I remember always having had a difficult time of adjusting out of that role after a performance. I remember seeing myself hoarsely wretching, tearlessly sobbing, perhaps self-indulgently, but genuinely so. But after closing night, I was in shock, very still, ashen. Castmates saw that something was wrong, and when they asked me about it, holy hell blew up, lots of people became indignant or sheepish, depending on what their role in that mistake was. I don't much remember saying anything beyond the most laconic description of what had happened. I do not remember feeling angry. I remember feeling nothing at all.
I do not know how accurate my memory is of these events. I get the impression that a lot of this experience is hidden from me, and that there is a strong impulse to color things in, supply the meat of details from half-imagined outlines.
Reading these books now, I've begun dreaming some of the dreams Capote describes the convicts Hickock and Smith as having had. (At the time of that case, Kansas was one of a number of states that executed its prisoners by hanging, a practice long since superseded by lethal injection as the preferred method of execution.) I can feel the details of slave narratives and bloody verses bleeding into my memory of this hanging, and I'm struggling to keep the experience discrete from those writings (which is why I'm writing this here).
There is a strange sense of
guilt that has since crept into my understanding of The Crucible's closing night. Strange, because I certainly am not guilty of witchcraft, nor of murder, rape or absconding from a place of indenture. And yet, I don't know how to explain this, I've begun to feel as though I've gotten away with something. As though the crimes, and/or the injustices, perpetrated by or inflicted upon these men, are somehow slightly my own.
Writing this out, specifically tacking down these notions, clearly demonstrates their absurdity. I am not a runaway slave, nor did I murder my best friend, etc.

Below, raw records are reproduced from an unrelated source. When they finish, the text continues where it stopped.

PR #2512, opened 2024-02-20
apple: route paste and drop operations through workspace

smailbarkouch:


libs/content/workspace-ffi/SwiftWorkspace/Sources/Editor/iOSMTK.swift
```diff
@@ -163,39 +163,34 @@ public class iOSMTKTextInputWrapper: UIView, UITextInput, UIDropInteractionDeleg
             self.mtkView.setNeedsDisplay()
         }
     }
+    
+    func sendImage(img: Data, isPaste: Bool) {
+        let imgPtr = img.withUnsafeBytes { (pointer: UnsafeRawBufferPointer) -> UnsafePointer<UInt8> in
+            return pointer.baseAddress!.assumingMemoryBound(to: UInt8.self)
```
tvanderstad, line 169: how is this returning something if this function has no return type 😵‍💫 swift is so confusing to me

libs/content/workspace-ffi/SwiftWorkspace/Sources/Editor/iOSMTK.swift
```diff
@@ -163,39 +163,34 @@ public class iOSMTKTextInputWrapper: UIView, UITextInput, UIDropInteractionDeleg
...
-                } catch {
-                    return false
-                }
-
-                if let lbImageURL = workspaceState!.importFile(imageUrl) {
-                    pasteText(text: lbImageURL)
-
-                    return true
-                }
+            if let img = image.pngData() ?? image.jpegData(compressionQuality: 1.0) {
```
tvanderstad, line 188: did you test with each kind of image? would be somewhat surprised if jpegs worked

libs/content/workspace-ffi/src/apple/common_ffi.rs
```diff
@@ -134,15 +135,41 @@ pub unsafe extern "C" fn clipboard_paste(obj: *mut c_void, content: *const c_cha
...
 ) {
     let obj = &mut *(obj as *mut WgpuWorkspace);
-    let content = std::slice::from_raw_parts(content, length).to_vec();
-    obj.context.push_event(workspace_rs::Event::Paste {
-        content: vec![ClipContent::Png(content)],
-        position: egui::Pos2::ZERO, // todo: cursor position
-    });
+    let img = std::slice::from_raw_parts(content, length).to_vec();
+    let content = vec![ClipContent::Png(img)];
+    let position = egui::Pos2::ZERO; // todo: cursor position
```
tvanderstad, line 144: At some point we'll support passing this in so we can put the image where you dropped it instead of at the cursor or whatever. In the meantime, I thought macos had behavior where if you drop an image into the file tree it imports it as a file and if you drop it into the editor it additionally inserts a link - is that right, and if so was that behavior preserved?

CoreyCole:
fixed image paste crash for me

libs/content/workspace-ffi/SwiftWorkspace/Sources/Editor/iOSMTK.swift
CoreyCole: that return value is going into the imgPtr I think? `->` is an inline function

smailbarkouch: Yeah its a little bit cryptic. The inner closure gives the outer closure its type.

libs/content/workspace-ffi/SwiftWorkspace/Sources/Editor/iOSMTK.swift
smailbarkouch: This was some old code from before, and I believe I tested it with tiff, jpeg, and png (back then at least). It works right now too, I just tried jpegs.

tvanderstad (approved):

libs/content/workspace-ffi/src/apple/common_ffi.rs
smailbarkouch: That behavior is still preserved. The difference is that if you drop an image into the file tree, it goes through entirely separate logic, and it uses the import functions from core.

As I see it, the first job of the Humanist, as it is of the Actor, is empathy. I pride myself on my ability to sympathize, and even to identify with, the subject of practically any inquiry I take upon myself, any role or any cause. The principle of empathy is the surest safeguard any human being has against the perpetration of injustice. Empathy is what will prevent me from prejudice against another human, just as I trust in empathy to protect me from someone else's prejudice. This is, of course, an ideal, neither more nor less perfect in its application than any of the other principles ("Life & Liberty," "Due Process," "One man, one vote") codified in the US Constitution.
In this instance, the operation of this ideal is playing with my memory, transmuting a past event into an ongoing experience; when I think of The Crucible, I think of lynch mobs, I think of Scout and Atticus Finch, I think of Ft. Leavenworth and Birnam Wood.
The most startling piece of all of this, is the part of me that is actually relishing the confusion of so many details and sensations. Part of me is eating this all up, savoring it, even. The palpable strangeness of owning experiences that are not in fact my own; empathy run amok.